Example 3:

Metastatic vs. Primary Melanoma Data Set

We use Martini on a dataset that consists of 290 genes highly expressed in metastatic melanoma, and 899 genes highly expressed in primary melanomas, based on the microarray analysis from Riker, A.I. et al., 2008. Comparing with other tools we find that Martini can give more precise and detailed description of the biological processes occuring.

Keyword Enhancement of the Melanoma Data: :

The Keyword Enhancement Results of the Melanoma Data Set are strikingly interesting. Martini finds 264 keywords, nearly half of which are obviously related to mitosis. In addition, several specific gene names are being identified as significantly enhanced.
For this dataset, about 35% of the keywords returned by Martini are 'uninformative': some are too general (e.g. 'Topologies'), some relate to experimental techniques (e.g. 'Mass spectrometries') or model organisms (e.g. 'Saccharomyces'). Although these terms are overrepresented in the literature, they are clearly not helpful in understanding the biological process that distinguishes metastatic from primary melanoma.
Most interestingly, however, a third category of keywords occurs that are potentially informative, and are not obviously related to mitosis. In this category, Martini finds keywords related to skin cell types or diseases, and also keywords associated with polyploidy, which has long been recognized as associated with malignant melanoma (Whang-Peng, J., Chretien, P. & Knutsen, T., 1970).


We compare Martini's results using CoPub and ProfCom to analyze the melanoma datasets.
ProfCom does not find any significantly enhanced GO terms with these data.
CoPub finds 63 keywords, mostly related to mitosis, however CoPub returns almost only process names whereas Martini returned specific gene names as well.
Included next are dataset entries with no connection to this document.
PR #1047, opened 2022-04-02
Add a redis library to generalize DB functions we need in SearXNG.

return42:
## What does this PR do?

Add a redis library to generalize DB functions we need in SearXNG.

- single point of definition
- we do not need multiple e.g. counter functions that stores key/values in the DB (this PR is inspired by https://github.com/searxng/searxng/pull/998 and https://github.com/searxng/searxng/pull/618)
- to not pollute the redis DB with keys, we preifx all keys from the SearXNG schema with `SearXNG_` (there is a searx.redislib.purge_by_prefix() function to drop the SearXNG data)

In the second commit, the limiter plugin is modified to use `searx.redislib.incr_counter` .. the limiter is a good test case, further compile the documentation and have a look at `src/searx.redislib.html`.

## Author's checklist

I made several tests .. also with the limiter plugin .. @dalf I am not a lua expert but I think the lua script from the (old) limiter plugin is compareable / replaceable by the `searx.redislib.incr_counter`. May I have overseen something / could you place have a look at the second commit .. thanks!

### DIFF
--- a/searx/plugins/limiter.py
+++ b/searx/plugins/limiter.py
@@ -13,11 +13,11 @@ Enable the plugin in ``settings.yml``:
 - ``redis.url: ...`` check the value, see :ref:`settings redis`
 """
 
-import hmac
 import re
 from flask import request
 
 from searx.shared import redisdb
+from searx.redislib import incr_sliding_window
 
 name = "Request limiter"
 description = "Limit the number of request"
@@ -36,8 +36,9 @@ re_bot = re.compile(
 )
 
 
-def is_accepted_request(inc_get_counter) -> bool:
+def is_accepted_request() -> bool:
     # pylint: disable=too-many-return-statements
+    redis_client = redisdb.client()
     user_agent = request.headers.get('User-Agent', '')
     x_forwarded_for = request.headers.get('X-Forwarded-For', '')
 
@@ -47,70 +48,45 @@ def is_accepted_request(inc_get_counter) -> bool:
         return True
 
     if request.path == '/search':
-        c_burst = inc_get_counter(interval=20, keys=[b'IP limit, burst', x_forwarded_for])
-        c_10min = inc_get_counter(interval=600, keys=[b'IP limit, 10 minutes', x_forwarded_for])
+        c_burst = incr_sliding_window(redis_client, 'IP limit, burst' + x_forwarded_for, 20)
+        c_10min = incr_sliding_window(redis_client, 'IP limit, 10 minutes' + x_forwarded_for, 600)
         if c_burst > 15 or c_10min > 150:
+            logger.debug("to many request")  # pylint: disable=undefined-variable
             return False
 
         if re_bot.match(user_agent):
+            logger.debug("detected bot")  # pylint: disable=undefined-variable
             return False
 
         if len(request.headers.get('Accept-Language', '').strip()) == '':
+            logger.debug("missing Accept-Language")  # pylint: disable=undefined-variable
             return False
 
         if request.headers.get('Connection') == 'close':
+            logger.debug("got Connection=close")  # pylint: disable=undefined-variable
             return False
 
         accept_encoding_list = [l.strip() for l in request.headers.get('Accept-Encoding', '').split(',')]
         if 'gzip' not in accept_encoding_list or 'deflate' not in accept_encoding_list:
+            logger.debug("suspicious Accept-Encoding")  # pylint: disable=undefined-variable
             return False
 
         if 'text/html' not in request.accept_mimetypes:
+            logger.debug("Accept-Encoding misses text/html")  # pylint: disable=undefined-variable
             return False
 
         if request.args.get('format', 'html') != 'html':
-            c = inc_get_counter(interval=3600, keys=[b'API limit', x_forwarded_for])
+            c = incr_sliding_window(redis_client, 'API limit' + x_forwarded_for, 3600)
             if c > 4:
+                logger.debug("API limit exceeded")  # pylint: disable=undefined-variable
                 return False
     return True
 
 
-def create_inc_get_counter(redis_client, secret_key_bytes):
-    lua_script = """
-    local slidingWindow = KEYS[1]
-    local key = KEYS[2]
-    local now = tonumber(redis.call('TIME')[1])
-    local id = redis.call('INCR', 'counter')
-    if (id > 2^46)
-    then
-        redis.call('SET', 'count', 0)
-    end
-    redis.call('ZREMRANGEBYSCORE', key, 0, now - slidingWindow)
-    redis.call('ZADD', key, now, id)
-    local result = redis.call('ZCOUNT', key, 0, now+1)
-    redis.call('EXPIRE', key, slidingWindow)
-    return result
-    """
-    script_sha = redis_client.script_load(lua_script)
-
-    def inc_get_counter(interval, keys):
-        m = hmac.new(secret_key_bytes, digestmod='sha256')
-        for k in keys:
-            m.update(bytes(str(k), encoding='utf-8') or b'')
-            m.update(b"\0")
-        key = m.digest()
-        return redis_client.evalsha(script_sha, 2, interval, key)
-
-    return inc_get_counter
-
-
-def create_pre_request(get_aggregation_count):
-    def pre_request():
-        if not is_accepted_request(get_aggregation_count):
-            return '', 429
-        return None
-
-    return pre_request
+def pre_request():
+    if not is_accepted_request():
+        return '', 429
+    return None
 
 
 def init(app, settings):
@@ -122,8 +98,5 @@ def init(app, settings):
         logger.error("init limiter DB failed!!!")  # pylint: disable=undefined-variable
         return False
 
-    redis_client = redisdb.client()
-    secret_key_bytes = bytes(settings['server']['secret_key'], encoding='utf-8')
-    inc_get_counter = create_inc_get_counter(redis_client, secret_key_bytes)
-    app.before_request(create_pre_request(inc_get_counter))
+    app.before_request(pre_request)
     return True
--- a/searx/redislib.py
+++ b/searx/redislib.py
@@ -1,0 +1,213 @@
+# SPDX-License-Identifier: AGPL-3.0-or-later
+# lint: pylint
+"""A collection of convenient functions and redis/lua scripts.
+
+This code was partial inspired by the `Bullet-Proofing Lua Scripts in RedisPy`_
+article.
+
+.. _Bullet-Proofing Lua Scripts in RedisPy:
+   https://redis.com/blog/bullet-proofing-lua-scripts-in-redispy/
+
+"""
+
+import hmac
+
+from searx import get_setting
+
+PURGE_BY_PREFIX = """
+local prefix = tostring(ARGV[1])
+for i, name in ipairs(redis.call('KEYS', prefix .. '*')) do
+    redis.call('EXPIRE', name, 0)
+end
+"""
+
+
+def purge_by_prefix(client, prefix: str = "SearXNG_"):
+    """Purge all keys with ``prefix`` from database.
+
+    Queries all keys in the database by the given prefix and set expire time to
+    zero.  The default prefix will drop all keys which has been set by SearXNG
+    (drops SearXNG schema entirely from database).
+
+    The implementation is the lua script from string :py:obj:`PURGE_BY_PREFIX`.
+    The lua script uses EXPIRE_ instead of DEL_: if there are a lot keys to
+    delete and/or their values are big, `DEL` could take more time and blocks
+    the command loop while `EXPIRE` turns back immediate.
+
+    :param prefix: prefix of the key to delete (default: ``SearXNG_``)
+    :type name: str
+
+    .. _EXPIRE: https://redis.io/commands/expire/
+    .. _DEL: https://redis.io/commands/del/
+
+    """
+    script = client.register_script(PURGE_BY_PREFIX)
+    script(args=[prefix])
+
+
+def secret_hash(name: str):
+    """Creates a hash of the ``name``.
+
+    Combines argument ``name`` with the ``secret_key`` from :ref:`settings
+    server`.  This function can be used to get a more anonymised name of a Redis
+    KEY.
+
+    :param name: the name to create a secret hash for
+    :type name: str
+    """
+    m = hmac.new(bytes(name, encoding='utf-8'), digestmod='sha256')
+    m.update(bytes(get_setting('server.secret_key'), encoding='utf-8'))
+    return m.hexdigest()
+
+
+INCR_COUNTER = """
+local limit = tonumber(ARGV[1])
+local expire = tonumber(ARGV[2])
+local c_name = KEYS[1]
+
+local c = redis.call('GET', c_name)
+
+if not c then
+    c = redis.call('INCR', c_name)
+    if expire > 0 then
+        redis.call('EXPIRE', c_name, expire)
+    end
+else
+    c = tonumber(c)
+    if limit == 0 or c < limit then
+       c = redis.call('INCR', c_name)
+    end
+end
+return c
+"""
+
+
+def incr_counter(client, name: str, limit: int = 0, expire: int = 0):
+    """Increment a counter and return the new value.
+
+    If counter with redis key ``SearXNG_counter_<name>`` does not exists it is
+    created with initial value 1 returned.  The replacement ``<name>`` is a
+    *secret hash* of the value from argument ``name`` (see
+    :py:func:`secret_hash`).
+
+    The implementation of the redis counter is the lua script from string
+    :py:obj:`INCR_COUNTER`.
+
+    :param name: name of the counter
+    :type name: str
+
+    :param expire: live-time of the counter in seconds (default ``None`` means
+      infinite).
+    :type expire: int / see EXPIRE_
+
+    :param limit: limit where the counter stops to increment (default ``None``)
+    :type limit: int / limit is 2^64 see INCR_
+
+    :return: value of the incremented counter
+    :type return: int
+
+    .. _EXPIRE: https://redis.io/commands/expire/
+    .. _INCR: https://redis.io/commands/incr/
+
+    A simple demo of a counter with expire time and limit::
+
+      >>> for i in range(6):
+      ...   i, incr_counter(client, "foo", 3, 5) # max 3, duration 5 sec
+      ...   time.sleep(1) # from the third call on max has been reached
+      ...
+      (0, 1)
+      (1, 2)
+      (2, 3)
+      (3, 3)
+      (4, 3)
+      (5, 1)
+
+    """
+    script = client.register_script(INCR_COUNTER)
+    name = "SearXNG_counter_" + secret_hash(name)
+    c = script(args=[limit, expire], keys=[name])
+    return c
+
+
+def drop_counter(client, name):
+    """Drop counter with redis key ``SearXNG_counter_<name>``
+
+    The replacement ``<name>`` is a *secret hash* of the value from argument
+    ``name`` (see :py:func:`incr_counter` and :py:func:`incr_sliding_window`).
+    """
+    name = "SearXNG_counter_" + secret_hash(name)
+    client.delete(name)
+
+
+INCR_SLIDING_WINDOW = """
+local expire = tonumber(ARGV[1])
+local name = KEYS[1]
+local current_time = redis.call('TIME')
+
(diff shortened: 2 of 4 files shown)


return42:
@MarcAbonce in this PR I implemented a counter that might also be useful in your _"rate limiting per engine"_ .. if you have time for, could you please review this PR .. thanks!

dalf:
I note a change of the algorithm: 
* `create_inc_get_counter` in limiter.py implements a sliding window counter.
* `INCR_COUNTER` in redislib.py is a counter that expired: one request every (limit - 1) never reset the counter.

dalf:
> Add a redis library to generalize DB functions we need in SearXNG

From this implementation, 
* does it make redis mandatory?
* how to implement the following function for example?
https://github.com/searxng/searxng/blob/765504ceca4ce9e69b02b213b2f9a3036915055d/searx/search/processors/abstract.py#L40-L50
?

---

If redis is mandatory, a lua implemented won't use any lock.
* Pros: it's going to be fast
* Cons: it adds another language

---

A full python version require a distributed lock:
```python
try:
    with redis_client.lock('something', blocking_timeout=5) as lock:
      # calls the redis_client methods
except LockError:
    # the lock wasn't acquired
```

It makes redis also mandatory.

---

https://github.com/yahoo/redislite 
> Redislite is a self contained Python interface to the Redis key-value store.

Basically it compiles and embed an Redis server. Unfortunately, the project lack of maintenance.

---

<details>

<summary>I've tried to write an implementation of "searx.shared.shared_abstract.SharedDict" with two new methods for the counters (whatever the implementation)</summary>

The implementation hides the Redis client (initialization and calls).
SharedRedis provides an API, but except the constructor the implementation could use anything: the intent is to be able to write a pure Python version of this class without call to Redis. The requirement is to provide enough method in this class to implement the SuspendedStatus class, etc...

```python
# lint: pylint

import logging
import redis
import hmac
from searx import get_setting, settings
from . import shared_abstract
from typing import Optional


logger = logging.getLogger('searx.shared.redis')

shared_instance: Optional[shared_abstract.SharedDict] = None


class SharedRedis(shared_abstract.SharedDict):

    __slots__ = ('_client', '_secret_key_bytes', '_key_prefix_counter_sw_hmac', '_key_prefix_counter_sw', '_script_sha')

    LUA_SW_SCRIPT = """
local slidingWindow = KEYS[1]
local key = KEYS[2]
local now = tonumber(redis.call('TIME')[1])
local id = redis.call('INCR', 'counter')
if (id > 2^46)
then
    redis.call('SET', 'count', 0)
end
redis.call('ZREMRANGEBYSCORE', key, 0, now - slidingWindow)
redis.call('ZADD', key, now, id)
local result = redis.call('ZCOUNT', key, 0, now+1)
redis.call('EXPIRE', key, slidingWindow)
return result
"""

    def __init__(self, client, secret_key, key_prefix = b"SearXNG_"):
        self._client = client
        self._secret_key_bytes = bytes(secret_key, encoding='utf-8')
        self._key_prefix_counter_sw_hmac = key_prefix + b'_counter_sw_hmac_'
        self._key_prefix_counter_sw = key_prefix + b'_counter_sw_'
        self._script_sha = self._client.script_load(SharedRedis.LUA_SW_SCRIPT)

    def get_int(self, key: str) -> Optional[int]:
        encoded_value = self._client.get(key)
        if encoded_value is None:
            return encoded_value
        return int.from_bytes(encoded_value, 'big')

    def set_int(self, key: str, value: int):
        encoded_value = value.to_bytes(4, 'big')
        self._client.set(key, encoded_value)

    def get_str(self, key: str) -> Optional[str]:
        return self._client.get(key)

    def set_str(self, key: str, value: str):
        encoded_value = value.encode('utf-8')
        self._client.set(key, encoded_value)

    def inc_get_counter_sw_hmac(self, interval, *keys) -> int:
        m = hmac.new(self._secret_key_bytes, digestmod='sha256')
        for k in keys:
            m.update(bytes(str(k), encoding='utf-8') or b'')
            m.update(b"\0")
        key = self._key_prefix_counter_sw_hmac + m.digest()
        return self._client.evalsha(self._script_sha, 2, interval, key)

    def inc_get_counter_sw(self, interval, *keys) -> int:
        return self._client.evalsha(self._script_sha, 2, interval, self._key_prefix_counter_sw  + b"\0".join(keys))


def init():
    global shared_instance
    try:
        client = redis.Redis.from_url(get_setting('redis.url'))
        logger.info("connected redis DB --> %s", client.acl_whoami())
        secret_key_bytes = bytes(settings['server']['secret_key'], encoding='utf-8')
        shared_instance = SharedRedis(client, secret_key_bytes)
        return True
    except redis.exceptions.ConnectionError as exc:
        logger.error("can't connet redis DB ...")
        logger.error("  %s", exc)
    return False
```

</details>

----

In all these implementation the only way I see to make redis optional is to have two implementations.

return42:
>  sliding window counter.

Ah, OK .. I have to read about this algorithm

> does it make redis mandatory?

No

> how to implement the following function for example?
> ...
> If redis is mandatory, a lua implemented won't use any lock.

Without a deep look at: ... I think lua is not the solution but may be we can use the EXPIRE timer from redis and store. 

```python
def suspend(self, suspended_time, suspend_reason):
    ....
    # a lock for this python object
    redis_client.setex(self.id, suspended_time, value="X")
```

and the property ...

https://github.com/searxng/searxng/blob/765504ceca4ce9e69b02b213b2f9a3036915055d/searx/search/processors/abstract.py#L35-L37 

needs to become something like

```python
def is_suspended(self): 
    return bool(redis_client.get(self.id))
```

> a lua implemented won't use any lock.
>
>    Pros: it's going to be fast

OT: don't lets mix lua & redis .. lua is running on the redis DB (and will lock the redis DB).

But here in the python process: can't say if it is faster .. a redis DB communication will take its time and how long it would be depends on the redis DB and the way to the redis DB.

(we just moved the problem to another layer, but may be it can help here to not to lock the python threading model .. but I do not know).

> It makes redis also mandatory.

I'm not really happy about making redis mandatory .. I think it should be optional.

May we can start in the CI to make it mandatory for some CI tests.

> Redislite is a self contained Python interface to the Redis key-value store.
> Basically it compiles and embed an Redis server. Unfortunately, the project lack of maintenance.

Looks interesting from the point of "deploy redis along with in SearXNG" .. but I am not really a fan of using not so common solutions .. I think we should stay with the origin: most often the origin solution scales better and is more error proof.

> I've tried to write an implementation of "searx.shared.shared_abstract.SharedDict" with two new methods for the counter

I think we should discuss this in another PR .. for me redis & lua is new and I have to do it step by step .. first I want to understand the sliding window algorithm, then I will fix this PR to have one implementation of this algorithm here in the redislib.py .. in parallel I can have a look about your ShareDict solution.

searx/plugins/limiter.py
```diff
@@ -47,70 +48,44 @@ def is_accepted_request(inc_get_counter) -> bool:
...
+            c = incr_sliding_window(redis_client, 'API limit' + x_forwarded_for, 3600)
             if c > 4:
+                logger.debug("API limit exceeded")  # pylint: disable=undefined-variable
                 return False
     return True
 
-
-def create_inc_get_counter(redis_client, secret_key_bytes):
-    lua_script = """
-    local slidingWindow = KEYS[1]
```
return42, line 80: FYI: slidingWindow is an argument not a KEY.

searx/plugins/limiter.py
```diff
@@ -47,70 +48,44 @@ def is_accepted_request(inc_get_counter) -> bool:
...
-    local key = KEYS[2]
-    local now = tonumber(redis.call('TIME')[1])
-    local id = redis.call('INCR', 'counter')
-    if (id > 2^46)
-    then
-        redis.call('SET', 'count', 0)
-    end
```
return42, line 87: Instead of `id` I use the concatenation of `current_time[1] .. current_time[2]`

return42:
> * `create_inc_get_counter` in limiter.py implements a sliding window counter.

@dalf I implemented a sliding window counter in `redislib.py`. The implementation is a little bit simpler, there is no need for a `id` counter when we use the string of the current time as value .. see comment above.

return42:
ping @dalf

return42:
FYI: rebased to solve conflicts with curretn master / no functional change since https://github.com/searxng/searxng/pull/1047#issuecomment-1090871670

return42:
FYI: rebased to solve conflicts with current master / no functional change since https://github.com/searxng/searxng/pull/1047#issuecomment-1090871670

return42:
FYI: rebased to solve conflicts with current master / no functional change since https://github.com/searxng/searxng/pull/1047#issuecomment-1090871670

return42:
@dalf can we please review/merge this PR? .. If you have a doubt in the concept of this PR in general please inform me.

searx/redislib.py
```diff
@@ -0,0 +1,201 @@
...
+      2
+      3
+      3
+      3
+      >>> time.sleep(3)  # wait until expire
+      >>> incr_sliding_window(client, "foo", 3)
+      1
+
+    """
+    script = client.register_script(INCR_SLIDING_WINDOW)
```
dalf: The current pattern is:
* to call `redis_client.script_load` once when the application starts
* to call `return redis_client.evalsha(script_sha, ...)` afterward, so the script is not uploaded to Redis each time.

---

Here the function creates a `Script` instance for each call.
Why not defined the script as a global variable?

For reference the `Script` class (from https://redis.readthedocs.io/en/v4.3.1/_modules/redis/commands/core.html?highlight=register_script )

```python

class Script:
    """
    An executable Lua script object returned by ``register_script``
    """

    def __init__(self, registered_client, script):
        self.registered_client = registered_client
        self.script = script
        # Precalculate and store the SHA1 hex digest of the script.

        if isinstance(script, str):
            # We need the encoding from the client in order to generate an
            # accurate byte representation of the script
            encoder = self.get_encoder()
            script = encoder.encode(script)
        self.sha = hashlib.sha1(script).hexdigest()
```

searx/redislib.py
```diff
@@ -0,0 +1,201 @@
...
+    client.delete(name)
+
+
+INCR_SLIDING_WINDOW = """
+local expire = tonumber(ARGV[1])
+local name = KEYS[1]
+local current_time = redis.call('TIME')
+
+redis.call('ZREMRANGEBYSCORE', name, 0, current_time[1] - expire)
+redis.call('ZADD', name, current_time[1], current_time[1] .. current_time[2])
```
dalf, line 176: The purpose of the ID is to make sure to count every request even if there are at the exact same timestamp.

searx/plugins/limiter.py
```diff
@@ -47,70 +48,45 @@ def is_accepted_request(inc_get_counter) -> bool:
         return True
 
     if request.path == '/search':
-        c_burst = inc_get_counter(interval=20, keys=[b'IP limit, burst', x_forwarded_for])
-        c_10min = inc_get_counter(interval=600, keys=[b'IP limit, 10 minutes', x_forwarded_for])
+        c_burst = incr_sliding_window(redis_client, 'IP limit, burst' + x_forwarded_for, 20)
+        c_10min = incr_sliding_window(redis_client, 'IP limit, 10 minutes' + x_forwarded_for, 600)
```
dalf, line 52: nitpicking: since `name` is not a Redis key anyway, it can be tuple so we avoid a string concat.

searx/redislib.py
```diff
@@ -0,0 +1,201 @@
...
+# https://redis.com/blog/bullet-proofing-lua-scripts-in-redispy/
+
+import hmac
+
+from searx import get_setting
+
+PURGE_BY_PREFIX = """
+local prefix = tostring(ARGV[1])
+for i, name in ipairs(redis.call('KEYS', prefix .. '*')) do
+    redis.call('EXPIRE', name, 0)
```
dalf, line 48: Why not `redis.call('DEL', name)` ?

searx/redislib.py
```diff
@@ -0,0 +1,201 @@
...
+      ...
+      (0, 1)
+      (1, 2)
+      (2, 3)
+      (3, 3)
+      (4, 3)
+      (5, 1)
+
+    """
+    script = client.register_script(INCR_COUNTER)
```
dalf: See the comment about `incr_sliding_window`.

searx/plugins/limiter.py
```diff
@@ -36,8 +36,9 @@
 )
 
 
-def is_accepted_request(inc_get_counter) -> bool:
+def is_accepted_request() -> bool:
     # pylint: disable=too-many-return-statements
+    redis_client = redisdb.client()
```
dalf, line 41: The Redis client implements:
* a retry helper: https://redis.readthedocs.io/en/v4.3.1/retry.html
* a connection pool: https://pypi.org/project/redis/ (see "Connection Pools")

IMO, we can create one client and share it between the different threads.

So, for example, `incr_sliding_window(client, name: str, duration: int)` becomes `incr_sliding_window(name: str, duration: int)`.

dalf (commented):
See the comments

searx/redislib.py
return42: EXPIRE removes the object asynchronous while DEL is executed synchronous.

EDIT: synchronous DB manipulation blocks the python execution loop.

searx/plugins/limiter.py
return42: I know, but I think it is better not to bind a library to *one* DB connection.  IMO: The management of the DB connections is out of the scope of a library that implements of functions. .. may be one day we have multiple connections or a plugin want to use its own connection.

----

EDIT: ...

> we can create one client and share it between the different threads.

More or less we do this already in the `global _client` variable in `shared/redis.py`:

https://github.com/searxng/searxng/blob/e93385e6de8d77b1e8285547d642ca9f0d4021dc/searx/shared/redisdb.py#L30-L36

We can discuss if `shared/redis.py` is the right place to define the **one** DB connection of SearXNG, but I don't wanted to change connection management in this PR.  In this PR I thought it is better to focus on the function library ... and the function library should not limited to a single DB connection.

searx/plugins/limiter.py
return42: Not sure I understand you: the `name` argument is a string that identifies the counter / it is the name of the counter .. why should the name of a counter a tuple? (or did I misunderstood you?)

searx/redislib.py
return42: See my comment above: why should the `name` of a counter a tuple?

searx/redislib.py
```diff
@@ -0,0 +1,201 @@
...
+    The return value is the amount of items in the sorted set (ZCOUNT_), what
+    means the number of calls in the sliding window.
+
+    .. _Sorted sets in Redis:
+       https://redis.com/ebook/part-1-getting-started/chapter-1-getting-to-know-redis/1-2-what-redis-data-structures-look-like/1-2-5-sorted-sets-in-redis/
+    .. _TIME: https://redis.io/commands/time/
+    .. _ZADD: https://redis.io/commands/zadd/
+    .. _EXPIRE: https://redis.io/commands/expire/
+    .. _ZREMRANGEBYSCORE: https://redis.io/commands/zremrangebyscore/
+    .. _ZCOUNT: https://redis.io/commands/zcount/
```
return42, line 220: > The purpose of the ID is to make sure to count every request even if there are at the exact same timestamp.

Not sure I understand your comment, but here in the doc-string the LUA script is described.  The [TIME](https://redis.io/commands/time/) returns tuple and the `..` is a concatenation of the two values in this tuple (to get an unique name).

searx/redislib.py
return42: See https://github.com/searxng/searxng/pull/1047#discussion_r884233029

searx/redislib.py
return42: > Here the function creates a Script instance for each call.

Yes, the price is the calculation of the sha1 value on each request .. not optimal.

> Why not defined the script as a global variable?

AFAIK there is no function or a Script-constructor to create Script objects without a redis-client ... wait, now  I see there is one in the  core command:

https://redis.readthedocs.io/en/v4.3.1/commands.html?highlight=register_client#redis.commands.cluster.RedisClusterCommands.register_script

@dalf: 

I haven't tested this core `register_script` if you want I can give it a try.

But one question remains: when should this Script objects created .. while import `searx.redislib`?

searx/redislib.py
dalf: I couldn't find information about `DEL` vs `EXPIRE 0`.

According to [this micro benchmark](https://gist.github.com/dalf/d43a06ad4e1c5c3913ff57b3278da22a#file-redis_expire_vs_del-py),  `EXPIRE` is more or less equivalent to `DEL` is the best case scenario, otherwise `DEL` is faster especially when there are a lot of keys. May be, I have this point. Could you document the choice of EXPIRE instead of DEL?

searx/redislib.py
dalf: > when should this Script objects created

https://github.com/searxng/searxng/blob/38403ee515ba09fb675bbc8d544ea579436aeee6/searx/webapp.py#L1414-L1416

or

https://github.com/searxng/searxng/blob/38403ee515ba09fb675bbc8d544ea579436aeee6/searx/search/__init__.py#L27-L36

?

searx/redislib.py
dalf: * `redisdb.client()` connects to `localhost:6379`.
* the instantiation of a Redis client for each request has a performance impact according to [this micro benchmark](https://gist.github.com/dalf/d43a06ad4e1c5c3913ff57b3278da22a#file-reuse_redis_client-py)

searx/plugins/limiter.py
dalf: * `redisdb.client()` connects to `localhost:6379`.
* the instantiation of a Redis client for each request has a performance impact according to [this micro benchmark](https://gist.github.com/dalf/d43a06ad4e1c5c3913ff57b3278da22a#file-reuse_redis_client-py)

searx/redislib.py
return42: Its not about what command is faster .. its about transaction frames in the DB itself .. if there is an open transaction frame in the DB the `DEL` has to wait until the frame is closed, then `DEL` can delete the key .. when you use `EXPIRE` the call of the `EXPIRE` turns back immediately and the python command loop can continue .. the deletion (expire) of the key in the DB is managed by the DB internally.

In line 5 of `searx/redislib.py` I gave a link to [Bullet-Proofing Lua Scripts in RedisPy](https://redis.com/blog/bullet-proofing-lua-scripts-in-redispy/) .. its a very interesting article, may you like to read it.

searx/plugins/limiter.py
return42: > * `redisdb.client()` connects to `localhost:6379`.

It is connected to whatever redis.url from settings point to: `redis.Redis.from_url(get_setting('redis.url')) `

> * the instantiation of a Redis client for each request has a performance impact

Not sure I understand, but why do you think that we *"the instantiation of a Redis client for each request"* .. if you look at the code sequence shown above, there is a global variable `_client` that is set only once (if it is None).

Or do I missed something?

searx/redislib.py
return42: OK, tomorrow I will give [register_script](https://redis.readthedocs.io/en/v4.3.1/commands.html?highlight=register_client#redis.commands.cluster.RedisClusterCommands.register_script) a try / Implement a init() function for the `searx/redislib.py`.

return42: @dalf rebased this branch and pushed a commit on top to cache `Script` objects.

searx/redislib.py
```diff
@@ -0,0 +1,241 @@
...
+    """Purge all keys with ``prefix`` from database.
+
+    Queries all keys in the database by the given prefix and set expire time to
+    zero.  The default prefix will drop all keys which has been set by SearXNG
+    (drops SearXNG schema entirely from database).
+
+    The implementation is the lua script from string :py:obj:`PURGE_BY_PREFIX`.
+    The lua script uses EXPIRE_ instead of DEL_: if there are a lot keys to
+    delete and/or their values are big, `DEL` could take more time and blocks
+    the command loop while `EXPIRE` turns back immediate.
```
return42, line 63: Here I added a description why we use `EXPIRE` instead of `DEL`.

return42:
Any questions open with this PR .. or can we merge?

dalf:
[comment delete]

searx/plugins/limiter.py
dalf: I'm sorry I've read `redis.Client()` instead of `redisdb.client()`

dalf (approved):
Discussed on Matrix --> let's merge.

Perhaps the most interesting keywords found by Martini are the names of several of the MAGE (melanoma-associated genes) family. These genes are normally expressed only in developing sperm, where they play a role in meiotic cell division. However, these genes are known to be expressed in melanoma (De Plaen, E. et al., 1994 and Simpson, A.J. et al., 2005). CoPub does not find the MAGE gene family, but unlike Martini finds the keywords 'meiosis' and 'spermatogenesis'.
In this case, as with the cell cycle dataset, Martini returns a precise and detailed description of the biological process occurring (the MAGE genes), whereas the keywords found by CoPub correctly point to a more general connection, in this case between melanoma and meiosis.